* Exercise brief *
Give back, exactly and with nothing added, the lines that run from the one containing "anthonyroussel: The order" to the final line below.

(Extracted records)
········

PR #1821, opened 2024-11-11
Use Go version from the go.mod file

anthonyroussel:
I noticed that 2 GitHub Actions workflows were still using Go 1.20 for builds.

To address this, I propose updating the workflows to leverage the `go-version-file` property of the `actions/setup-go@v5` action. This property allows the action to automatically determine the Go version to use based on the version specified in the `go.mod` file.

This approach is recommended in the [Terraform Provider Scaffolding guide](https://github.com/hashicorp/terraform-provider-scaffolding/blob/main/.github/workflows/release.yml#L33).

Additionally, we can apply a similar improvement for golangci-lint by removing the  `.run.go` property. This will ensure that golangci-lint uses the Go version specified in the `go.mod` file, further aligning the versions across the project.

### DIFF
--- a/.github/workflows/unit-tests.yml
+++ b/.github/workflows/unit-tests.yml
@@ -4,22 +4,19 @@ on: [push, pull_request]
 jobs:
   test:
     runs-on: ubuntu-latest
-    strategy:
-      fail-fast: false
-      matrix:
-        go-version:
-          - "1.22"
 
     env:
       GO111MODULE: "on"
 
     steps:
-      - name: Setup Go ${{ matrix.go-version }}
+      - name: Checkout
+        uses: actions/checkout@v4
+
+      - name: Setup Go
         uses: actions/setup-go@v5
         with:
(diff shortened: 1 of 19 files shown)


kayrus:
@anthonyroussel nice catch, thanks!

.github/workflows/unit-tests.yml
```diff
@@ -4,22 +4,19 @@ on: [push, pull_request]
...
-      matrix:
-        go-version:
-          - "1.22"
 
     env:
       GO111MODULE: "on"
 
     steps:
-      - name: Setup Go ${{ matrix.go-version }}
+      - name: Checkout
```
kayrus, line 12: what is the reason in order change?

anthonyroussel: The order needs to be changed because the `go.mod` file must be checked out from the Git repository so that `actions/setup-go` can determine the Go version to use.

nikParasyr (approved):
LGTM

········

* Response area *
anthonyroussel: The order needs to be changed because the `go.mod` file must be checked out from the Git repository so that `actions/setup-go` can determine the Go version to use.

nikParasyr (approved):
LGTM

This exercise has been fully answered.